A topo map indicated the location of Line Creek and an abandoned road that once crossed the creek downstream from Route 145. Although there were no posted signs, we stopped at the house on the old road on the south side of the Line Creek to ask if we could park the Jeep near the old crossing. No one was home, so we pulled into the shade near a wooden ATV bridge that sat atop old bridge abutments. Denny Gillen and I followed the ATV trail across the creek, along side a cornfield and down to a spot overlooking the mouth of Little Schoharie Creek.
 
 
 
 

Vroman's Nose overlooks cornfields as it did hundreds, perhaps thousands, of years ago.


    A great blue heron and three mergansers were working the slack waters in the mouth of the Little Schoharie, indicating a concentration of fish just out of the swollen waters of the river. The mainstream was too high and swift to cross, so we couldn’t fish the mouth of the creek or the eddy just downstream.  After pointing out Vroman’s Nose to Denny, we retraced our steps until we discovered an ATV trail that crossed Line Creek downstream from the wooden bridge. From there we walked the creek to its mouth, marveling at the size of the cottonwoods growing along the stream.  Some of them were over 3-feet across.

The eddy near the mouth of Line Creek held at least one smallmouth bass.

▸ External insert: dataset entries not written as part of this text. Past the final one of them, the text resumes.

PR #2384, opened 2020-03-17
Don't return anything from setup_kickstart

poncovka:
The method `setup_kickstart` shouldn't return anything. It sets up the given
kickstart handler, so there is no reason why it should return the same object.

### DIFF
--- a/pyanaconda/modules/common/base/base.py
+++ b/pyanaconda/modules/common/base/base.py
@@ -134,9 +134,8 @@ class KickstartBaseModule(BaseModule):
         Use the module attributes to set the kickstart data.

When Denny saw how high the river was, he didn’t rig his fishing gear. Mine, however, was at the ready, so I plopped a Phoebe into the slack water near the mouth of Line Creek and hooked a foot-long smallmouth bass. Not a lunker, but big enough to bend the ultralight rod and fight the reel drag in fast water.  There were no bass in the Schoharie when Indians used the pile of flood-wood to cross the river. Bass got into this watershed through the Erie Canal.
 After seeing the eddies created by the sharp bend in the river and the mouths of two tributaries so close together, it was easy to visualize the accumulation of downed trees and branches during highwater periods. Today there are few huge trees along the river to anchor such a log pile, and farmers who grow corn in these rich bottomlands would never tolerate a “schoharie.”
    It took less than an hour to discover the site of the “schoharie”, so we drove south on Route 145, passing under Vroman’s Nose and stopping at a historical marker that noted the site of an Indian village at the “Elbow on Schoharie Creek.” That sign provided a new prospective.  The Indian village was just upstream from the pile of flood-wood that provided easy access to rich bottomlands on the other side of the river. I could visualize the village surrounded by fields of corn, beans and squash.

    Incidentally, according to Judge John M. Brown the Indians and the village were called Schoharie.

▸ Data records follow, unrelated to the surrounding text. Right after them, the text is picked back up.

PR #2389, opened 2020-03-19
Create pyanaconda.payload.dnf

poncovka:
Move the class Payload to pyanaconda.payload.base.
Move the DNF-related code to pyanaconda.payload.dnf.


pyanaconda/payload/dnf/utils.py
```diff
@@ -0,0 +1,139 @@
...
+        base.do_transaction(display=display)
+        exit_reason = "DNF quit"
+    except BaseException as e:  # pylint: disable=broad-except
+        log.error('The transaction process has ended abruptly')
+        log.info(e)
+        import traceback
+        exit_reason = str(e) + traceback.format_exc()
+    finally:
+        base.close()  # Always close this base.
+        queue_instance.put(('quit', str(exit_reason)))
```
jkonecny12: I don't think this is utils code. It's one of the main things the payload is doing not just an utility to achieve something..

pyanaconda/payload/dnf/progress.py
```diff
@@ -0,0 +1,82 @@
+#
```
jkonecny12: I think progress and display should be together. Also the name doesn't really explain what it does.

poncovka:
> These changes looks great but I don't quite understand the reasoning behind that. Could you please tell me first what is the goal?

It is really difficult to orient yourself in the payload-related code. The file `dnfpayload.py` has 1492 lines, so it makes sense to split it to separate files.

About the base classes, there is no good reason why they should be in the `__init__.py` file. It just led to some very weird imports from `pyanaconda.payload`. 

About the class `PackagePayload`, I would prefer to merge it with `DNFPayload`. `PackagePayload` has some private methods that are used only by `DNFPayload`, it just doesn't make any sense to keep them separate at this moment. I know that we talked about it already, so I haven't merge them.

I know that this code will be eventually replaced by the DBus modules, but we still need pieces of this code that we can move to the modules. At this moment, it is very difficult to identify these pieces or create new ones, because there is not a good place where to put them.

pyanaconda/payload/dnf/utils.py
poncovka: I don't think it matters, but I don't care about the name of this file. I just want a library of DNF-related functions and constants. What do you suggest?

pyanaconda/payload/dnf/progress.py
poncovka: I can rename the files, but I don't see why they should be together. They are used at different phases of the installation.

poncovka:
Updated.

poncovka:
Jenkins, test this please.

    “Schoharie was first inhabited by a French Indian prisoner; married to a Mohawk Squaw. His name was Karigondonte, whose father-in-law sent him there, and gave him land, for fear that the Mohawk Indians would kill him when they got drunk, and gave him land, as the Mohawk bore a great enmity to the French.
    “Other Indians, Mohawk, Mohegan, Discarora, Delaware, and Onidas, flocked to him, so that he increased to a nation to about three hundred strong, and established chiefs among them; who then pretended to be the owners of all that vast territory of land, and granted conveyances thereof.”

Brief Sketch of the First Settlement of the County of Schoharie by the Germans By John M. Brown - 1823


     Schoharie County, perhaps more than any other in the Mohawk Valley watershed, is rife with historical markers that open doors to history.  We discovered another one of those doors a few miles south on Route 145 at a roadside parking area where we stopped to check out a possible canoe launch. This Historic New York sign entitled The Timothy Murphy Trail told the tail of Schoharie County’s Revolutionary War Hero. Murphy was a scout and sharpshooter who killed a British General at Saratoga in 1777, and saved the day when Indians and Tories attacked Schoharie valley in 1780.  The Indians called him “magic man” because his double- barreled rifle could shoot twice before reloading.

The publications noted above can be found at libraries and historical societies, AND on the Web.